Question

If the sum of the roots of the equation a$x^2$ + bx + c = 0 is equal to the sum of the squares of their reciprocals, then $\frac{a}{c}$,$\frac{b}{a}$, $\frac{c}{b}$ are in :

• A. A.P.
• B. G.P.
• C. H.P.
• D. None

Answer 1

The correct option is C

H.P.

Suppose the roots are r and s. Then (x-r)(x-s) = 0, so
$x^2$ - (r+s) x + (rs) = 0
and hence r+s =$\frac{-b}{a}$ and rs = $\frac{c}{a}$

We are saying that
r + s = ($\frac{1}{r^2}$)+ ($\frac{1}{s^2}$)
<=> ${rs}^2$ (r+s) = $s^2$ +$r^2$
<=> ${rs}^2$ (r+s) =$(r+s{)}^2$- 2rs
<=> ($\frac{c}{a}{)}^2$ ($\frac{-b}{a}$)= ($\frac{-b}{a}{)}^2$- 2($\frac{c}{a}$)
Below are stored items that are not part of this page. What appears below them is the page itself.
PR #1153, opened 2020-04-08
Runtime upgrade in provisioner

Szymongib:
**Description**

Changes proposed in this pull request:

- Add mutation to upgrade Kyma Runtimes

**Related issue(s)**
#647

Issue #647, opened 2020-01-14
Runtime upgrades with Compass Provisioner


janmedrek:
**Description**

The goal of this task is to have the first (simplest) version of mutation that allows the user to upgrade his Kyma Runtime to the newer version.

The current assumptions are:
- no additional migration actions are needed (they will be handled manually)
- upgrade increases Kyma version by one release (no automated subsequent upgrades in cases such as 1.5 -> 1.9 upgrade)

**Acceptance Criteria**
- first version of API designed and implemented
- short tutorial with commands and exemplary calls created 
- prepare and implement a pipeline for testing runtime upgrades

**Subtasks**
- [x] Do research and prepare a plan for implementation, discuss with the team - @Szymongib 
- [x] Upgrade in Installation SDK - @Maladie 
- [x] Prepare API, change Provisioner
- [x] Create a tutorial / guide / docs - @majakurcius 
- [x] Implement tests 

Follow up issue for pipelines integration: https://github.com/kyma-project/kyma/issues/8080

PR #1175, opened 2020-04-14
Document Runtime upgrade and rollback with Runtime Provisioner for devs

majakurcius:
**Description**

Add developer documentation on: 
- the `upgradeRuntime` mutation performing Runtime upgrade by one release. 
- the `rollBackUpgradeOperation` mutation performing upgrade rollback.

**Related issue(s)**
#647 

**Related PR(s)**
#1153

### DIFF
--- a/docs/internal/runtime-upgrade.md
+++ b/docs/internal/runtime-upgrade.md
@@ -1,0 +1,208 @@
+# Runtime upgrade with the Runtime Provisioner
+
+## Upgrade Runtime
+
+Runtime Provisioner allows to upgrade Kyma Runtime using the GraphQL API. To upgrade a Runtime to version 1.11.0 with the standard Runtime components use the following mutation:
+
+```graphql
+mutation {
+  upgradeRuntime(id: "{RUNTIME_ID}", input: {
+    kymaConfig: { 
+        version: "1.11.0",
+        configuration: [
+            {
+                key: "a.config.key"
+                value: "a.config.value"
+            }
+        ]
+        components: [
+          {
+            component: "cluster-essentials"
+            namespace: "kyma-system"
+          }
+          {
+            component: "testing"
+            namespace: "kyma-system"
+          }
+          {
+            component: "istio"
+            namespace: "istio-system"
+          }
+          {
+            component: "xip-patch"
+            namespace: "kyma-installer"
+          }
+          {
+            component: "istio-kyma-patch"
+            namespace: "istio-system"
+          }
+          {
+            component: "knative-serving-init"
+            namespace: "knative-serving"
+          }
+          {
+            component: "knative-serving"
+            namespace: "knative-serving"
+          }
+          {
+            component: "knative-eventing"
+            namespace: "knative-eventing"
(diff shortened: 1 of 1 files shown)


docs/internal/runtime-upgrade.md
```diff
@@ -0,0 +1,208 @@
+# Runtime upgrade with the Runtime Provisioner
+
+## Upgrade Runtime
```
klaudiagrz, line 3: Do we need this heading? I'd remove it and go on with the content.

docs/internal/runtime-upgrade.md
```diff
@@ -0,0 +1,208 @@
...
+
+Runtime Provisioner allows to upgrade Kyma Runtime using the GraphQL API. To upgrade a Runtime to version 1.11.0 with the standard Runtime components use the following mutation:
```
klaudiagrz, line 5:
```suggestion
Runtime Provisioner allows you to upgrade Kyma Runtime using the GraphQL API. To upgrade a Runtime to the 1.11.0 version with the standard Runtime components, use the following mutation:
```

docs/internal/runtime-upgrade.md
```diff
@@ -0,0 +1,208 @@
...
+}
+```
+
+The Kyma configuration passed to the upgrade mutation overrides the previous configuration. The components and parts of the configuration not specified in the new version are removed.
+
+Similarly to provisioning, the upgrade operation is asynchronous and returns the [Runtime Operation Status](../provisioner/08-03-runtime-operation-status.md).
+
+## Roll back the latest upgrade
+
+The Runtime Provisioner API allows to roll back the Kyma configuration to the one from before the latest upgrade. This mutation does not affect the cluster itself in any way, it only affects the database. In the case a cluster is rolled back manually, for example restored from a backup, rollback on the database must be performed to keep the data in sync. To roll back an upgrade, the upgrade must be the last operation performed by the Runtime Provisioner on the given Runtime. In other words, you cannot perform a rollback if other operations have been performed on the Runtime after the upgrade.
```
klaudiagrz, line 136:
```suggestion
The Runtime Provisioner API allows you to roll back the Kyma configuration to the one from before the latest upgrade. This mutation does not affect the cluster itself in any way, it only affects the database. In the case a cluster is rolled back manually, for example restored from a backup, a rollback on the database must be performed to keep the data in sync. To roll back an upgrade, the upgrade must be the last operation performed by the Runtime Provisioner on the given Runtime. In other words, you cannot perform a rollback if other operations have been performed on the Runtime after the upgrade. 
```

docs/internal/runtime-upgrade.md
majakurcius: I think we do, cos there's another section on Rollback later.

docs/internal/runtime-upgrade.md
majakurcius: I'll add the comma, but I'll stick to the original version description as the one in the suggestion AFAIK is not really how it's written in the IT context.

Multiplying through by a³ we get
$-b{c}^2$= $a{b}^2$- 2$a^{2}c$
Divide through by abc to get
$\frac{-c}{a}$ =$\frac{b}{c}$ – 2$\frac{a}{b}$
<=> $\frac{a}{b}$ -$\frac{c}{a}$ = $\frac{b}{c}$ -$\frac{a}{b}$
which implies $\frac{c}{a}$ , $\frac{a}{b}$ and $\frac{b}{c}$ are in arithmetic progression.

Hence their reciprocals, $\frac{a}{c}$,$\frac{b}{c}$ and $\frac{c}{b}$ are in harmonic progression.